PR #119, opened 2020-11-17
175538989 add support for converting parametrized gates

dexter2206:
This is a (hopefully) final step in our efforts to implement the conversion of arbitrary Orquestra gates to PyQuil gates.

At this stage, it should be possible to convert an Orquestra gate to PyQuil gate even if it contains symbolic parameters. The symbolic parameters are also collected, i.e. appropriate variable declarations are also added to the corresponding PyQuil program in which context's the conversion is happening.


dexter2206:
Deleting because I used the wrong target branch :(

PR #120, opened 2020-11-17
175538989 add support for converting parametrized gates

dexter2206:
This is a (hopefully) final step in our efforts to implement the conversion of arbitrary Orquestra gates to PyQuil gates.

At this stage, it should be possible to convert an Orquestra gate to PyQuil gate even if it contains symbolic parameters. The symbolic parameters are also collected, i.e. appropriate variable declarations are also added to the corresponding PyQuil program in which context's the conversion is happening.

### DIFF
--- a/src/python/zquantum/core/circuit/conversions/pyquil_conversion_test.py
+++ b/src/python/zquantum/core/circuit/conversions/pyquil_conversion_test.py
@@ -94,10 +94,7 @@ def test_converting_rotation_gate_to_pyquil_preserves_qubit_index_and_angle(
 
 
 @pytest.mark.parametrize("qubit", [0, 4, 10, 11])
-@pytest.mark.parametrize(
-    "zquantum_angle, pyquil_angle",
-    EXAMPLE_PARAMETRIZED_ANGLES
-)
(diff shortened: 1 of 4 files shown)


mstechly (approved):

simonwa7 (commented):
@dexter2206 I think this all looks great! So much nicer and cleaner than what we have today. 

One question I have is if we convert from pyquil -> zapata -> pyquil or zapata -> pyquil -> zapata, do we retain all the same information? If so, we should try to test these two cases.

The only other thing I would add is we should add a simple test case where we pass in an empty circuit and try to do the conversion and make sure everything works as expected.

dexter2206:
@simonwa7 
> One question I have is if we convert from pyquil -> zapata -> pyquil or zapata -> pyquil -> zapata, do we retain all the same information? If so, we should try to test these two cases.

We don't have pyquil -> zapata conversion yet, but I can already tell you that this won't work in some cases when modifiers are used. The reason is, that in our gates we optimize modifiers so e.g. X(0).dagger or X(0).dagger.dagger is just X(0) because X is hermitian, but this is not the case in PyQuil (which makes sense, such optimizations are probably left to Quil compiler).

> The only other thing I would add is we should add a simple test case where we pass in an empty circuit and try to do the conversion and make sure everything works as expected.

Good idea, I added one in 680e84b.

PR #125, opened 2020-11-30
Added handling numpy values when serializing measurements.

mstechly:


simonwa7:
Quick question @mstechly, should the casting to `int` occur when you initialize the measurements/append to the list of bitstrings?

mstechly:
I don't think so – it would be an unnecessary overhead that wouldn't necessarily be helpful at all (since not all `Measurements` instances will end up being serialized).

simonwa7 (approved):

PR #444, opened 2023-08-07
fix: Add volume limit to StateNode from Machine

engedaam:
Fixes https://github.com/aws/karpenter/issues/4254

**Description**
- Currently karpenter is not taking into account the node volume limit when recoiling machines into the state node. 
- This results in consolidation not being able to determine volume limits that can block nodes from running on other pods.

- `make presubmit`
- Deployed a stateful into a cluster and scaled to a 100 replicas to find consolidation 
- karpenter e2e tests 
- Need to include more integration testing https://github.com/aws/karpenter/issues/4382

### DIFF
--- a/pkg/controllers/state/cluster.go
+++ b/pkg/controllers/state/cluster.go
@@ -358,16 +358,20 @@ func (c *Cluster) newStateFromMachine(machine *v1alpha5.Machine, oldNode *StateN
 		oldNode = NewNode()
 	}
 	n := &StateNode{
-		Node:              oldNode.Node,
-		Machine:           machine,
-		hostPortUsage:     oldNode.hostPortUsage,
-		volumeUsage:       oldNode.volumeUsage,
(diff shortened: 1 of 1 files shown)


pkg/controllers/state/cluster.go
```diff
@@ -362,6 +362,7 @@ func (c *Cluster) newStateFromMachine(machine *v1alpha5.Machine, oldNode *StateN
 		Machine:           machine,
 		hostPortUsage:     oldNode.hostPortUsage,
 		volumeUsage:       oldNode.volumeUsage,
+		volumeLimits:      oldNode.volumeLimits,
```
jonathan-innis, line 365: Can we make sure that we copy over the inflight details as well? There's a few details here that weren't correctly mapped over.

jonathan-innis (commented):
Can we make sure that we add a test case for the bug that you caught so we make sure that it doesn't happen again?

jonathan-innis:
Closing in favor of #434

PR #445, opened 2023-08-07
chore: Add `v1beta1/NodeClaim` controllers that convert from `v1alpha5/Machine`

jonathan-innis:
Fixes #N/A 

**Description**

This PR starts staging out the changes for `v1beta1` to be supported across all controllers. It adds conversion for `v1alpha5.Provisioner`s into `v1beta1.NodePool`s so that all Provisioners and NodePools are treated the same in-memory. It stores whether the NodePool is a true NodePool or whether it is an in-memory representation of a NodePool through the `IsMachine` flag. 

`make presubmit`
`/karpenter snapshot`


pkg/controllers/nodeclaim/disruption/controller.go
```diff
@@ -58,47 +57,39 @@ type Controller struct {
...
 }
 
 // Reconcile executes a control loop for the resource
-func (c *Controller) Reconcile(ctx context.Context, machine *v1alpha5.Machine) (reconcile.Result, error) {
-	stored := machine.DeepCopy()
-	if _, ok := machine.Labels[v1alpha5.ProvisionerNameLabelKey]; !ok {
-		return reconcile.Result{}, nil
+func (c *Controller) Reconcile(ctx context.Context, nodeClaim *v1beta1.NodeClaim) (reconcile.Result, error) {
+	stored := nodeClaim.DeepCopy()
+	nodePool, err := nodeclaimutil.Owner(ctx, c.kubeClient, nodeClaim)
```
ellistarn, line 72: Does it make sense for us to isolate the compatibility logic into a package named `compat`, to help us remove things in the future.

pkg/controllers/nodeclaim/disruption/controller.go
```diff
@@ -108,6 +99,84 @@ func (c *Controller) Reconcile(ctx context.Context, machine *v1alpha5.Machine) (
...
+			nodeclaimutil.NodeEventHandler(ctx, c.kubeClient),
+		).
+		Watches(
+			&source.Kind{Type: &v1.Pod{}},
+			nodeclaimutil.PodEventHandler(ctx, c.kubeClient),
+		),
+	)
+}
+
+type MachineController struct {
```
ellistarn, line 162: Optional, parameterize the controller, in a single constructor e.g.

`NewController(v1alpha5.Machine{}, ...)`

Generics can remove a lot of this code, I think.

Looking a bit deeper, maybe this is the right approach, since your EventHandlers would then need to be parameterized.

pkg/controllers/nodeclaim/disruption/controller.go
jonathan-innis: This is a good point. I can make a separate package in a separate PR but changing that naming is probably beyond the scope of this PR

pkg/controllers/machine/disruption/controller.go
```diff
@@ -108,6 +99,84 @@ func (c *Controller) Reconcile(ctx context.Context, machine *v1alpha5.Machine) (
...
+func (c *NodeClaimController) Reconcile(ctx context.Context, nodeClaim *v1beta1.NodeClaim) (reconcile.Result, error) {
+	return c.Controller.Reconcile(ctx, nodeClaim)
+}
+
+func (c *NodeClaimController) Builder(ctx context.Context, m manager.Manager) corecontroller.Builder {
+	return corecontroller.Adapt(controllerruntime.
+		NewControllerManagedBy(m).
+		For(&v1beta1.NodeClaim{}, builder.WithPredicates(
+			predicate.Or(
+				predicate.GenerationChangedPredicate{},
```
ellistarn, line 125: ?

pkg/controllers/machine/disruption/drift.go
```diff
@@ -28,69 +28,71 @@ import (
...
-			logging.FromContext(ctx).Debugf("removing drift status condition from machine as drift has been disabled")
+			logging.FromContext(ctx).Debugf("removing drift status condition since drift has been disabled")
 		}
 		return reconcile.Result{}, nil
 	}
-	// 2. If Machine is not launched, remove the drift status condition
-	if launchCond := machine.StatusConditions().GetCondition(v1alpha5.MachineLaunched); launchCond == nil || launchCond.IsFalse() {
-		_ = machine.StatusConditions().ClearCondition(v1alpha5.MachineDrifted)
+	// 2. If NodeClaim is not launched, remove the drift status condition
+	if !nodeClaim.StatusConditions().GetCondition(v1beta1.NodeLaunched).IsTrue() {
```
ellistarn, line 55: Was this just a simplify from line 53?

pkg/controllers/machine/disruption/drift.go
```diff
@@ -28,69 +28,71 @@ import (
...
+		_ = nodeClaim.StatusConditions().ClearCondition(v1beta1.NodeDrifted)
 		if hasDriftedCondition {
-			logging.FromContext(ctx).Debugf("removing drift status condition from machine as machine isn't launched")
+			logging.FromContext(ctx).Debugf("removing drift status condition since isn't launched")
```
ellistarn, line 58:
```suggestion
			logging.FromContext(ctx).Debugf("removing drift status condition since node isn't launched")
```

pkg/controllers/machine/disruption/emptiness.go
```diff
@@ -40,34 +40,34 @@ type Emptiness struct {
...
 	if err != nil {
-		// 3. If Machine -> Node mapping doesn't exist, remove the emptiness status condition
-		if machineutil.IsDuplicateNodeError(err) || machineutil.IsNodeNotFoundError(err) {
-			_ = machine.StatusConditions().ClearCondition(v1alpha5.MachineEmpty)
+		// 3. If Node mapping doesn't exist, remove the emptiness status condition
+		if nodeclaimutil.IsDuplicateNodeError(err) || nodeclaimutil.IsNodeNotFoundError(err) {
+			_ = nodeClaim.StatusConditions().ClearCondition(v1beta1.NodeEmpty)
 			if hasEmptyCondition {
-				logging.FromContext(ctx).Debugf("removing emptiness status condition from machine since machine doesn't have a single node mapping")
+				logging.FromContext(ctx).Debugf("removing emptiness status condition since doesn't have a single node mapping")
```
ellistarn, line 70: What does this log mean?

pkg/controllers/machine/disruption/emptiness.go
```diff
@@ -90,20 +90,20 @@ func (e *Emptiness) Reconcile(ctx context.Context, provisioner *v1alpha5.Provisi
 	}
 	// 5. If there are pods that are actively scheduled to the Node, remove the emptiness status condition
 	if len(pods) > 0 {
-		_ = machine.StatusConditions().ClearCondition(v1alpha5.MachineEmpty)
+		_ = nodeClaim.StatusConditions().ClearCondition(v1beta1.NodeEmpty)
 		if hasEmptyCondition {
-			logging.FromContext(ctx).Debugf("removing emptiness status condition from node")
+			logging.FromContext(ctx).Debugf("removing emptiness status condition since not empty")
```
ellistarn, line 95: Maybe commas lead to more natural language than `since` everywhere
```suggestion
			logging.FromContext(ctx).Debugf("removing emptiness status condition, not empty")
```

pkg/controllers/machine/disruption/controller.go
jonathan-innis: This is there to avoid re-queueing on the machine/nodeClaim disruption status condition patch. So, we will only re-queue when a machine/nodeClaim status condition that affects its readiness changes OR the spec changes (which could affect drift). This is more of a performance concern than anything and doesn't tangibly affect the logic of the code.

pkg/controllers/machine/disruption/drift.go
jonathan-innis: Yeah, realized that the nil check with `IsFalse()` is unneccesary

pkg/controllers/machine/disruption/drift.go
jonathan-innis: Yeah, I think you're right that we should probably just not consider any events if we aren't past the launch stage.

pkg/controllers/machine/disruption/emptiness.go
jonathan-innis: Updated by making this a pre-requisite for the reconcile for emptiness.

pkg/controllers/machine/disruption/controller.go
ellistarn: Kinda wish this was the controllerruntime default. I should use it more :)

pkg/controllers/machine/disruption/drift.go
```diff
@@ -28,81 +28,83 @@ import (
...
-// Drift is a machine sub-controller that adds or removes status conditions on drifted machines
+// Drift is a nodeClaim sub-controller that adds or removes status conditions on drifted nodeClaims
 type Drift struct {
 	cloudProvider cloudprovider.CloudProvider
 }
 
-func (d *Drift) Reconcile(ctx context.Context, provisioner *v1alpha5.Provisioner, machine *v1alpha5.Machine) (reconcile.Result, error) {
-	hasDriftedCondition := machine.StatusConditions().GetCondition(v1alpha5.MachineDrifted) != nil
+func (d *Drift) Reconcile(ctx context.Context, nodePool *v1beta1.NodePool, nodeClaim *v1beta1.NodeClaim) (reconcile.Result, error) {
+	if !nodeClaim.StatusConditions().GetCondition(v1beta1.NodeLaunched).IsTrue() {
```
ellistarn, line 43: Why change this logic now?

pkg/controllers/machine/disruption/drift.go
```diff
@@ -28,81 +28,83 @@ import (
...
 	if !settings.FromContext(ctx).DriftEnabled {
-		_ = machine.StatusConditions().ClearCondition(v1alpha5.MachineDrifted)
-		if hasDriftedCondition {
-			logging.FromContext(ctx).Debugf("removing drift status condition from machine as drift has been disabled")
-		}
-		return reconcile.Result{}, nil
-	}
-	// 2. If Machine is not launched, remove the drift status condition
-	if launchCond := machine.StatusConditions().GetCondition(v1alpha5.MachineLaunched); launchCond == nil || launchCond.IsFalse() {
-		_ = machine.StatusConditions().ClearCondition(v1alpha5.MachineDrifted)
```
ellistarn, line 54: Can we punt to another PR?

pkg/controllers/machine/disruption/drift.go
```diff
@@ -28,81 +28,83 @@ import (
...
+		_ = nodeClaim.StatusConditions().ClearCondition(v1beta1.NodeDrifted)
 		if hasDriftedCondition {
-			logging.FromContext(ctx).Debugf("removing drift status condition from machine as machine isn't launched")
+			logging.FromContext(ctx).Debugf("removing drift status condition, drift has been disabled")
```
ellistarn, line 54: Don't we shortcircuit if drift is disabled? How can we get here?

pkg/controllers/machine/disruption/drift.go
```diff
@@ -28,81 +28,83 @@ import (
...
 		return reconcile.Result{}, nil
 	}
-	driftedReason, err := d.isDrifted(ctx, provisioner, machine)
+	driftedReason, err := d.isDrifted(ctx, nodePool, nodeClaim)
 	if err != nil {
-		return reconcile.Result{}, cloudprovider.IgnoreMachineNotFoundError(fmt.Errorf("getting drift for machine, %w", err))
+		return reconcile.Result{}, cloudprovider.IgnoreMachineNotFoundError(fmt.Errorf("getting drift for nodeClaim, %w", err))
 	}
-	// 3. Otherwise, if the machine isn't drifted, but has the status condition, remove it.
+	// 2. Otherwise, if the nodeClaim isn't drifted, but has the status condition, remove it.
```
ellistarn, line 62: I used to number my comments. I stopped doing it because they kept getting out of sync.

pkg/controllers/machine/disruption/drift.go
```diff
@@ -28,81 +28,83 @@ import (
...
+	driftedReason, err := d.cloudProvider.IsMachineDrifted(ctx, machineutil.NewFromNodeClaim(nodeClaim))
 	if err != nil {
 		return "", err
 	}
-
-	reason := lo.FindOrElse([]cloudprovider.DriftReason{driftedReason, areStaticFieldsDrifted(provisioner, machine), areNodeRequirementsDrifted(provisioner, machine)}, "", func(i cloudprovider.DriftReason) bool {
-		return i != ""
-	})
-
+	reason := lo.FindOrElse([]cloudprovider.DriftReason{
```
ellistarn, line 91: Avoid these touchups if you can.

pkg/controllers/machine/disruption/drift_test.go
```diff
@@ -83,9 +83,9 @@ var _ = Describe("Drift", func() {
 		machine = ExpectExists(ctx, env.Client, machine)
 		Expect(machine.StatusConditions().GetCondition(v1alpha5.MachineDrifted)).To(BeNil())
 	})
-	It("should remove the status condition from the machine when the machine launch condition is false", func() {
+	It("should not reconcile when the machine launch condition is false", func() {
+		// Machine would normally be marked as Drifted but isn't here since it isn't Launched yet
```
ellistarn, line 87: Does this comment help future readers, or just this PR review? :)

pkg/controllers/machine/disruption/emptiness.go
```diff
@@ -90,20 +77,20 @@ func (e *Emptiness) Reconcile(ctx context.Context, provisioner *v1alpha5.Provisi
 	}
 	// 5. If there are pods that are actively scheduled to the Node, remove the emptiness status condition
 	if len(pods) > 0 {
-		_ = machine.StatusConditions().ClearCondition(v1alpha5.MachineEmpty)
+		_ = nodeClaim.StatusConditions().ClearCondition(v1beta1.NodeEmpty)
 		if hasEmptyCondition {
-			logging.FromContext(ctx).Debugf("removing emptiness status condition from node")
+			logging.FromContext(ctx).Debugf("removing emptiness status condition, not empty")
```
ellistarn, line 82: wonder if these log lines should be `empty`, `not empty`, and let everything else just be context logging.

pkg/controllers/machine/disruption/emptiness.go
```diff
@@ -40,47 +40,34 @@ type Emptiness struct {
...
-	if provisioner.Spec.TTLSecondsAfterEmpty == nil {
-		if hasEmptyCondition {
-			_ = machine.StatusConditions().ClearCondition(v1alpha5.MachineEmpty)
-			logging.FromContext(ctx).Debugf("removing emptiness status condition from machine since emptiness is disabled")
-		}
-		return reconcile.Result{}, nil
-	}
-	// 2. If Machine is not initialized, remove the emptiness status condition
-	if initCond := machine.StatusConditions().GetCondition(v1alpha5.MachineInitialized); initCond == nil || initCond.IsFalse() {
+	if nodePool.Spec.Deprovisioning.EmptinessTTL == nil {
```
ellistarn, line 56: Let's take another look at this `Deprovisioning` subkey before we launch.

pkg/controllers/machine/disruption/emptiness.go
```diff
@@ -40,47 +40,34 @@ type Emptiness struct {
...
+func (e *Emptiness) Reconcile(ctx context.Context, nodePool *v1beta1.NodePool, nodeClaim *v1beta1.NodeClaim) (reconcile.Result, error) {
+	if !nodeClaim.StatusConditions().GetCondition(v1beta1.NodeInitialized).IsTrue() {
+		return reconcile.Result{}, nil
+	}
+	n, err := nodeclaimutil.NodeForNodeClaim(ctx, e.kubeClient, nodeClaim)
+	if err != nil {
+		return reconcile.Result{}, nodeclaimutil.IgnoreNodeNotFoundError(err)
+	}
+
+	hasEmptyCondition := nodeClaim.StatusConditions().GetCondition(v1beta1.NodeEmpty) != nil
```
ellistarn, line 52: Is there a way to make this a straight rename? Hard for me to tell if this is still right.

pkg/controllers/machine/disruption/emptiness_test.go
```diff
@@ -71,8 +71,8 @@ var _ = Describe("Emptiness", func() {
 		machine = ExpectExists(ctx, env.Client, machine)
 		Expect(machine.StatusConditions().GetCondition(v1alpha5.MachineEmpty)).To(BeNil())
 	})
-	It("should remove the status condition from the machine when the machine initialization condition is false", func() {
-		machine.StatusConditions().MarkTrue(v1alpha5.MachineEmpty)
+	It("should not reconcile the machine when the machine initialization condition is false", func() {
+		// Machine would normally be marked as Empty but isn't here since it isn't initialized
```
ellistarn, line 75: These comments are super confusing

pkg/controllers/machine/disruption/emptiness.go
ellistarn: Ah -- this is one of the unavoidable semantic differences where we have to support both.

ellistarn (changes requested):
Ok -- I made it through. Firstly, this is a lot of work, so thanks for the effort on this so far. 

I'm a bit nervous about this PR, and the approach in general. Migrations like this are a hard problem, and you do have a track record of getting them right. As I was reviewing, I felt like I was running a fuzzy match algorithm, trying to see what was just a rename, and what was just a semantic difference. I'm confident that if you missed something, I did too. This is exacerbated by the fact that the tests now only test the node claim code path, and no longer test the machine code path.

I wonder if it would be safer for us to do a hard fork of the Machine controller code, and maintain parallel implementations for machine and node claim. You could choose to make any semantic changes in the NodeClaim code, or do them in a followon. 

This has a few benefits:
* We remove any risk that this change impacts existing customers using the v1alpha5 APIs. Impact is contained to the new API, and rollback from NodePool -> Provisioner without re-releasing karpenter is possible.
* The testing problem you have goes away, you simply maintain parallel tests
* You no longer need to maintain the complexity of the compatibility library you've built
* It's much easier to reason about the controller code as we build new features, and the implementations diverge

And a few drawbacks:
* It gets twice as expensive to maintain any changes to the v1alpha5 Machines -- it essentially becomes a backporting effort, including unit/e2e/manual tests. I suspect we might be able to get away with a minimal amount of backporting.
* We will have to be vigilant to explain the codebase to newcomers, who may find the state of the codebase confusing during the migration.

pkg/controllers/machine/disruption/drift.go
jonathan-innis: We do not short-circuit in this case. Drift being disabled causes us to remove the conditions. I believe this is the correct handling here.

pkg/controllers/machine/disruption/drift.go
jonathan-innis: Undone this change

pkg/controllers/machine/disruption/drift.go
jonathan-innis: Making a note, will take care of it in another PR

pkg/controllers/machine/disruption/controller.go
```diff
@@ -58,47 +57,42 @@ type Controller struct {
...
-	if _, ok := machine.Labels[v1alpha5.ProvisionerNameLabelKey]; !ok {
-		return reconcile.Result{}, nil
+func (c *Controller) Reconcile(ctx context.Context, nodeClaim *v1beta1.NodeClaim) (reconcile.Result, error) {
+	stored := nodeClaim.DeepCopy()
+	nodePool, err := nodeclaimutil.Owner(ctx, c.kubeClient, nodeClaim)
+	if err != nil {
+		return reconcile.Result{}, client.IgnoreNotFound(err)
 	}
-	if !machine.DeletionTimestamp.IsZero() {
+	if nodePool == nil {
```
ellistarn, line 76: How can owner be nil? Shouldn't the above method have 404ed?

pkg/controllers/machine/disruption/controller.go
```diff
@@ -58,47 +57,42 @@ type Controller struct {
...
 		return reconcile.Result{}, nil
 	}
-	provisioner := &v1alpha5.Provisioner{}
-	if err := c.kubeClient.Get(ctx, types.NamespacedName{Name: machine.Labels[v1alpha5.ProvisionerNameLabelKey]}, provisioner); err != nil {
-		return reconcile.Result{}, client.IgnoreNotFound(err)
+	if !nodeClaim.DeletionTimestamp.IsZero() {
```
ellistarn, line 79: Should we push this above retrieving the owner?

pkg/controllers/machine/disruption/drift.go
```diff
@@ -28,70 +28,72 @@ import (
...
 	}
-	// 2. If Machine is not launched, remove the drift status condition
-	if launchCond := machine.StatusConditions().GetCondition(v1alpha5.MachineLaunched); launchCond == nil || launchCond.IsFalse() {
-		_ = machine.StatusConditions().ClearCondition(v1alpha5.MachineDrifted)
+	// 2. If NodeClaim is not launched, remove the drift status condition
+	if launchCond := nodeClaim.StatusConditions().GetCondition(v1beta1.NodeLaunched); launchCond == nil || launchCond.IsFalse() {
+		_ = nodeClaim.StatusConditions().ClearCondition(v1beta1.NodeDrifted)
 		if hasDriftedCondition {
-			logging.FromContext(ctx).Debugf("removing drift status condition from machine as machine isn't launched")
+			logging.FromContext(ctx).Debugf("removing drift status condition, isn't launched")
```
ellistarn, line 58: Can you take a note to look at this one? Seems like this case should never happen, and is potentially just defensive programming

pkg/controllers/machine/termination/controller.go
```diff
@@ -82,26 +83,101 @@ func (c *Controller) Finalize(ctx context.Context, machine *v1alpha5.Machine) (r
...
-	if !equality.Semantic.DeepEqual(stored, machine) {
-		if err := c.kubeClient.Patch(ctx, machine, client.MergeFrom(stored)); err != nil {
-			return reconcile.Result{}, client.IgnoreNotFound(fmt.Errorf("removing machine termination finalizer, %w", err))
+	controllerutil.RemoveFinalizer(nodeClaim, v1beta1.TerminationFinalizer)
+	if !equality.Semantic.DeepEqual(stored, nodeClaim) {
+		if err = nodeclaimutil.Patch(ctx, c.kubeClient, stored, nodeClaim); err != nil {
+			return reconcile.Result{}, client.IgnoreNotFound(fmt.Errorf("removing termination finalizer, %w", err))
 		}
-		logging.FromContext(ctx).Infof("deleted machine")
+		logging.FromContext(ctx).Infof("deleted %s", lo.Ternary(nodeClaim.IsMachine, "machine", "nodeclaim"))
```
ellistarn, line 100:
```suggestion
		logging.FromContext(ctx).Infof("deleted"))
```

pkg/utils/nodeclaim/nodeclaim.go
```diff
@@ -474,7 +478,7 @@ func IsExpired(obj client.Object, clock clock.Clock, nodePool *v1beta1.NodePool)
 }
 
 func GetExpirationTime(obj client.Object, nodePool *v1beta1.NodePool) time.Time {
-	if nodePool == nil || nodePool.Spec.Deprovisioning.ExpirationTTL.Duration >= 0 || obj == nil {
+	if nodePool == nil || nodePool.Spec.Deprovisioning.ExpirationTTL.Duration < 0 || obj == nil {
```
ellistarn, line 481: ?

jonathan-innis: Removed this function and are doing the check in the the expiration disruption directly

ellistarn (approved):

pkg/utils/nodeclaim/nodeclaim.go
```diff
@@ -468,20 +492,3 @@ func OwnerName(obj interface{ GetLabels() map[string]string }) string {
...
-	if nodePool == nil || nodePool.Spec.Deprovisioning.ExpirationTTL.Duration >= 0 || obj == nil {
-		// If not defined, return some much larger time.
-		return time.Date(5000, 0, 0, 0, 0, 0, 0, time.UTC)
-	}
-	return obj.GetCreationTimestamp().Add(nodePool.Spec.Deprovisioning.ExpirationTTL.Duration)
-}
-
-func IsPastEmptinessTTL(nodeClaim *v1beta1.NodeClaim, clock clock.Clock, nodePool *v1beta1.NodePool) bool {
-	return nodeClaim.StatusConditions().GetCondition(v1beta1.NodeEmpty).IsTrue() &&
-		!clock.Now().Before(nodeClaim.StatusConditions().GetCondition(v1beta1.NodeEmpty).LastTransitionTime.Inner.Add(nodePool.Spec.Deprovisioning.EmptinessTTL.Duration))
```
njtran, line 486: If it's removed from the nodeclaim and machine utils are we fully removing? Or is it somewhere else?

njtran (commented):
Looks good, just some questions and nits.

pkg/controllers/machine/disruption/drift.go
```diff
@@ -45,71 +46,65 @@ type Drift struct {
...
 	// First check for static drift or node requirements have drifted to save on API calls.
-	if reason := lo.FindOrElse([]cloudprovider.DriftReason{areStaticFieldsDrifted(provisioner, machine), areNodeRequirementsDrifted(provisioner, machine)}, "", func(i cloudprovider.DriftReason) bool {
+	if reason := lo.FindOrElse([]cloudprovider.DriftReason{areStaticFieldsDrifted(nodePool, nodeClaim), areNodeRequirementsDrifted(nodePool, nodeClaim)}, "", func(i cloudprovider.DriftReason) bool {
 		return i != ""
 	}); reason != "" {
 		return reason, nil
 	}
 
-	driftedReason, err := d.cloudProvider.IsMachineDrifted(ctx, machine)
+	driftedReason, err := d.cloudProvider.IsMachineDrifted(ctx, machineutil.NewFromNodeClaim(nodeClaim))
```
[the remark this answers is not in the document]
jonathan-innis: I don't want to touch the CloudProvider interface in this PR. Planning to change that in a follow-up PR where I make the relevant changes in this package as well as in upstream `aws/karpenter`

pkg/utils/nodeclaim/nodeclaim.go
jonathan-innis: Yes, I'll fully remove this.

pkg/controllers/machine/garbagecollection/controller.go
```diff
@@ -68,26 +68,30 @@ func (c *Controller) Reconcile(ctx context.Context, _ reconcile.Request) (reconc
...
-			metrics.ReasonLabel:      "garbage_collected",
-			metrics.ProvisionerLabel: machines[i].Labels[v1alpha5.ProvisionerNameLabelKey],
-		}).Inc()
+			With(
+				lo.Ternary(nodeClaims[i].IsMachine, "machine", "nodeclaim"),
+				nodeClaims[i].Name,
+				"provider-id",
+				nodeClaims[i].Status.ProviderID,
+				lo.Ternary(nodeClaims[i].IsMachine, "provisioner", "nodepool"),
+				nodeclaimutil.OwnerName(nodeClaims[i]),
```
njtran, line 91: nit: personally think it'd be more readable to have this in 3 lines for the 3 context values, but up to you.
```suggestion
				lo.Ternary(nodeClaims[i].IsMachine, "machine", "nodeclaim"), nodeClaims[i].Name,
				"provider-id", nodeClaims[i].Status.ProviderID,
				lo.Ternary(nodeClaims[i].IsMachine, "provisioner", "nodepool"), nodeclaimutil.OwnerName(nodeClaims[i]),
```

njtran (dismissed):
LGTM, one nit

pkg/controllers/machine/garbagecollection/controller.go
jonathan-innis: Agreed, good point.

njtran (approved):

Activity:
Filter the records above for the string "newStateFromMachine" and copy each matching line.

Answer to this exercise:
@@ -358,16 +358,20 @@ func (c *Cluster) newStateFromMachine(machine *v1alpha5.Machine, oldNode *StateN
@@ -362,6 +362,7 @@ func (c *Cluster) newStateFromMachine(machine *v1alpha5.Machine, oldNode *StateN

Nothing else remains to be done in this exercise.